Ученик Нэ бил, рубил, колол, резал, падал, бежал, дрался — и постоянно кричал. Кричал столько, что лишь чудом можно объяснить, что он до сих пор не сорвал голос, командуя отрядом.
А сегодня он знал, что это последний день битвы. Все знали.
Простой расклад: или они, или их.
И он очень радовался, что Бланка находится в Лентре, под защитой надёжных стен.
Они виделись лишь кратко. Часть ночи и жалкая доля утра. Он заснул рядом с ней, успел попрощаться, в душе ликуя, что та не спорит, чтобы остаться в лагере.
Был дождь. Светило солнце. Снова скрывалось с приходящими с севера тучами. И опять дождь. Утро сменилось днем, тот дотянул до полудня, и армии пришли в движение.
Гремели барабаны, пели волынки, свистки сержантов издавали резкие звуки. Баталии, стальные квадраты, ощетинившиеся пиками и алебардами, несокрушимыми волнами наваливались на полки пехоты, подминая их под себя, противостояли кавалерии. Та лисьими хвостами металась по Четырем полям, сталкиваясь друг с другом, давила пехоту и гибла под стрелами и болтами. На кольях, в ямах, под выстрелами «скорпионов» и катапульт.
Меч Шрева лежал в руке как влитой. Недлинный, с удобной ухватистой рукояткой, чуть более широким, чем требуется, клинком, он прекрасно показал себя. Вир рубил, закрывался щитом, шел вперед по грязи, лужам, траве, крови, выпущенным внутренностям и трупам. Первым врезался в ряды противника, уворачиваясь от метивших в лицо наконечников. Подсекал ноги, бил в щели, не прикрытые броней, иногда оказывался на земле и боролся с кем-то, орудуя уже не мечом, а кинжалом. Светло-серые ленты на его кольчуге давно стали буро-черными. И иногда становилось сложно отличить, где друг, а где враг.

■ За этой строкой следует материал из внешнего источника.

PR #244, opened 2024-11-02
Refactor path for configuration file, option(s) and Docker image

gab-arrobo:


thakurajayL:
As such looks good.. Will this break any other work for Canonical?

gab-arrobo:
> As such looks good.. Will this break any other work for Canonical?

I do not think this should break anything. However, I can double check with them. The changes here are consistent with the other NFs. So, if these changes break something on the Canonical side, the changes in all of the other NFs will have similar effect

configmodels/model_slice.go
```diff
@@ -15,7 +15,7 @@
 package configmodels
 
 type Slice struct {
-	SliceName string `json:slice-name,omitempty"`
+	SliceName string `json:"slice-name,omitempty"`
```
gab-arrobo, line 18: @thakurajayL, 
FYI, the tests fail because of this change

gab-arrobo: This is fixed now

gab-arrobo:
@patriciareinoso, any objection about this PR?

patriciareinoso:
We are currently using `/bin/webconsole --webuicfg <path>` to run the service (same for the other NFs),  so it will break our stuff. However it's only a small change to take care of when updating the images.

thakurajayL:
@patriciareinoso its not just webconsole but also other NFs have gone through similar change.

thakurajayL (approved):

PR #250, opened 2024-11-07
feat: Adds Pebble notifications

Gmerold:
This PR adds Pebble notifications whenever there's a change against the NetworkSlice.
Additionally, a minor refactoring has been done to prevent running logic for removing NetworkSlices while removing DeviceGroups.

CONTEXT
[Pebble](https://github.com/canonical/pebble) is a service manager widely used in Canonical's solutions (i.e. SD-Core charms). 
We're proposing this change to be able to orchestrate network configuration between the Core and the RAN. [Pebble notices](https://canonical-pebble.readthedocs-hosted.com/en/latest/reference/cli-commands/notify/#reference-pebble-notify-command) send a custom event which can be observed by the [charmed operators](https://juju.is/docs/juju/charmed-operator). Based on that we'll be able to run some logic in the charmed operator which will configure the RAN part of the network.

Pebble notices feature is disabled by default. To enable it, additional configuration parameter needs to be set. This way, the impact on other parts of the `webconsole` are minimal.


proto/server/configEvtHandler.go
```diff
@@ -210,6 +215,28 @@ func handleNetworkSlicePost(configMsg *configmodels.ConfigMessage, subsUpdateCha
 	if errPost != nil {
 		logger.DbLog.Warnln(errPost)
 	}
+	if factory.WebUIConfig.Configuration.SendPebbleNotifications {
+		sendPebbleNotification("canonical.com/webconsole/networkslice/create")
```
gab-arrobo, line 219: Should not this be a configurable parameter instead of a hard-coded value?

proto/server/configEvtHandler.go
```diff
@@ -210,6 +215,28 @@ func handleNetworkSlicePost(configMsg *configmodels.ConfigMessage, subsUpdateCha
...
+		config5gMsg.PrevSlice = getSliceByName(configMsg.SliceName)
+		subsUpdateChan <- &config5gMsg
+	}
+	filter := bson.M{"SliceName": configMsg.SliceName}
+	errDelOne := dbadapter.CommonDBClient.RestfulAPIDeleteOne(sliceDataColl, filter)
+	if errDelOne != nil {
+		logger.DbLog.Warnln(errDelOne)
+	}
+	if factory.WebUIConfig.Configuration.SendPebbleNotifications {
+		sendPebbleNotification("canonical.com/webconsole/networkslice/delete")
```
gab-arrobo, line 238: Should not this be a configurable parameter instead of a hard-coded value?

proto/server/configEvtHandler.go
Gmerold: At this point I don't see a need for parameterizing the key, because our charmed operators will be the only user of this feature. In the future, if it becomes troublesome, we could think about building this string out of configurable elements.

proto/server/configEvtHandler.go
Gmerold: At this point I don't see a need for parameterizing the key, because our charmed operators will be the only user of this feature. In the future, if it becomes troublesome, we could think about building this string out of configurable elements.

proto/server/configEvtHandler.go
```diff
@@ -210,6 +215,34 @@ func handleNetworkSlicePost(configMsg *configmodels.ConfigMessage, subsUpdateCha
 	if errPost != nil {
 		logger.DbLog.Warnln(errPost)
 	}
+	if factory.WebUIConfig.Configuration.SendPebbleNotifications {
+		err := sendPebbleNotification("canonical.com/webconsole/networkslice/create")
```
thakurajayL, line 219: Along with Notification configuration, take the target base url configuration as well. So hardcoding specific to company name can be avoided.

proto/server/configEvtHandler.go
```diff
@@ -210,6 +215,34 @@ func handleNetworkSlicePost(configMsg *configmodels.ConfigMessage, subsUpdateCha
...
+	}
+	filter := bson.M{"SliceName": configMsg.SliceName}
+	errDelOne := dbadapter.CommonDBClient.RestfulAPIDeleteOne(sliceDataColl, filter)
+	if errDelOne != nil {
+		logger.DbLog.Warnln(errDelOne)
+	}
+	if factory.WebUIConfig.Configuration.SendPebbleNotifications {
+		err := sendPebbleNotification("canonical.com/webconsole/networkslice/delete")
+		if err != nil {
+			logger.ConfigLog.Warnln("sedning Pebble notification failed: %s. continuing silently.", err.Error())
```
thakurajayL, line 243:
```suggestion
			logger.ConfigLog.Warnln("sending Pebble notification failed: %s. continuing silently.", err.Error())
```

proto/server/configEvtHandler.go
```diff
@@ -196,6 +185,22 @@ func handleDeviceGroupPost(configMsg *configmodels.ConfigMessage, subsUpdateChan
 	rwLock.Unlock()
 }
 
+func handleDeviceGroupDelete(configMsg *configmodels.ConfigMessage, subsUpdateChan chan *Update5GSubscriberMsg) {
+	rwLock.Lock()
+	if factory.WebUIConfig.Configuration.Mode5G {
+		var config5gMsg Update5GSubscriberMsg
+		config5gMsg.Msg = configMsg
+		config5gMsg.PrevDevGroup = getDeviceGroupByName(configMsg.DevGroupName)
+		subsUpdateChan <- &config5gMsg
```
thakurajayL, line 194: I wonder was this code missing from old code? We were not writing event on channel?

Gmerold: It was always there. I just extracted the code responsible for deleting network slices and device groups to separate methods. IMO it reads better and makes it consistent with the rest of the code.

proto/server/configEvtHandler.go
Gmerold: This string is here just for namespacing the notifications. I really don't think it's worth adding another config param for it. This param will also need some validation, handling for the case when it's missing. 
I just committed a proposal to use `aetherproject.org` as the base URL to avoid "promoting" external companies ;) Would that work?

proto/server/configEvtHandler.go
ghislainbourgeois: I have the same question as Ajay, if the code was simply refactored, there should be an equivalent line removed elsewhere no?

ghislainbourgeois: Line 141-144 in your branch are writing to the channel, so with your change as it is right now, each change would be sent to the channel twice.

proto/server/configEvtHandler.go
```diff
@@ -210,6 +215,34 @@ func handleNetworkSlicePost(configMsg *configmodels.ConfigMessage, subsUpdateCha
...
+	if factory.WebUIConfig.Configuration.Mode5G {
+		var config5gMsg Update5GSubscriberMsg
+		config5gMsg.Msg = configMsg
+		config5gMsg.PrevSlice = getSliceByName(configMsg.SliceName)
+		subsUpdateChan <- &config5gMsg
+	}
+	filter := bson.M{"SliceName": configMsg.SliceName}
+	errDelOne := dbadapter.CommonDBClient.RestfulAPIDeleteOne(sliceDataColl, filter)
+	if errDelOne != nil {
+		logger.DbLog.Warnln(errDelOne)
```
ghislainbourgeois, line 238: With the refactor, no need for a different variable name for err:

```suggestion
	err := dbadapter.CommonDBClient.RestfulAPIDeleteOne(sliceDataColl, filter)
	if err != nil {
		logger.DbLog.Warnln(err)
```

proto/server/configEvtHandler.go
```diff
@@ -196,6 +185,22 @@ func handleDeviceGroupPost(configMsg *configmodels.ConfigMessage, subsUpdateChan
...
+	if factory.WebUIConfig.Configuration.Mode5G {
+		var config5gMsg Update5GSubscriberMsg
+		config5gMsg.Msg = configMsg
+		config5gMsg.PrevDevGroup = getDeviceGroupByName(configMsg.DevGroupName)
+		subsUpdateChan <- &config5gMsg
+	}
+	filter := bson.M{"group-name": configMsg.DevGroupName}
+	errDelOne := dbadapter.CommonDBClient.RestfulAPIDeleteOne(devGroupDataColl, filter)
+	if errDelOne != nil {
+		logger.DbLog.Warnln(errDelOne)
```
ghislainbourgeois, line 199: With the refactor, no need for a different variable name for `err`:

```suggestion
	err := dbadapter.CommonDBClient.RestfulAPIDeleteOne(devGroupDataColl, filter)
	if err != nil {
		logger.DbLog.Warnln(err)
```

ghislainbourgeois (changes requested):

proto/server/configEvtHandler.go
Gmerold: Ahh, of course. Copy-pasting backfired on me. 
Sorry for the confusion. I removed the entire `if` from both new functions, so that writing to the channel is handled centrally for all deletions.

ghislainbourgeois (approved):

gab-arrobo:
@Gmerold, please rebase your PR (resolve conflicts). Thanks!

Gmerold:
> @Gmerold, please rebase your PR (resolve conflicts). Thanks!

Hi @gab-arrobo, done .

backend/factory/config.go
```diff
@@ -31,14 +31,14 @@ type Info struct {
 }
 
 type Configuration struct {
-	Mongodb              *Mongodb    `yaml:"mongodb"`
-	RocEnd               *RocEndpt   `yaml:"managedByConfigPod,omitempty"` // fetch config during bootup
-	LteEnd               []*LteEndpt `yaml:"endpoints,omitempty"`          // LTE endpoints are configured and not auto-detected
-	TLS                  *TLS        `yaml:"tls"`
```
gab-arrobo, line 37: I think you unintentionally deleted this line

Gmerold: Indeed. Good catch. Fixed.

gab-arrobo (commented):
Overall, it looks go to me

proto/server/configEvtHandler.go
```diff
@@ -720,3 +741,14 @@ func SnssaiModelsToHex(snssai models.Snssai) string {
 	sst := fmt.Sprintf("%02x", snssai.Sst)
 	return sst + snssai.Sd
 }
+
+var execCommand = exec.Command
+
+func sendPebbleNotification(key string) error {
+	cmd := execCommand("pebble", "notify", key)
```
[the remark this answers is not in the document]
Gmerold: Without creating this variable I'm not able to mock the exec command. It's really only for testing purposes, but I believe it's a fair trade-off. WDYT?

backend/factory/config.go
```diff
@@ -31,14 +31,15 @@ type Info struct {
...
-	CfgPort              int         `yaml:"cfgport,omitempty"`
+	Mongodb                 *Mongodb    `yaml:"mongodb"`
+	RocEnd                  *RocEndpt   `yaml:"managedByConfigPod,omitempty"` // fetch config during bootup
+	LteEnd                  []*LteEndpt `yaml:"endpoints,omitempty"`          // LTE endpoints are configured and not auto-detected
+	TLS                     *TLS        `yaml:"tls"`
+	Mode5G                  bool        `yaml:"mode5G,omitempty"`
+	SdfComp                 bool        `yaml:"spec-compliant-sdf"`
+	EnableAuthentication    bool        `yaml:"enableAuthentication,omitempty"`
+	CfgPort                 int         `yaml:"cfgport,omitempty"`
+	SendPebbleNotifications bool        `yaml:"send_pebble_notifications,omitempty"`
```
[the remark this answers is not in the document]
Gmerold: And I definitely don't wanna mess with @patriciareinoso code ;)
Fixed.

proto/server/configEvtHandler.go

Его отряд был клином, который молотком вбивали в массивный булыжник, чтобы расколоть его. Они ломали оборонительный ряд, куда, расширяя его, втекали шедшие за ними ириастцы.
Вир, захваченный битвой, находясь в самой её гуще, не видел, как отборная кавалерия фихшейзцев большими жертвами проломила ряды баталии Зидвы. Как солдаты с алебардами и полэксами раздробили её на десятки маленьких отрядов, уничтожили, прошли далеко вперед.
Для Шерон все происходящее являлось одной бесконечной глухой болью. Та почти ежесекундно отдавалась холодными иглами где-то в глубине глазных яблок, когда рвалась чья-то жизнь. То, что творилось вокруг — ужасало.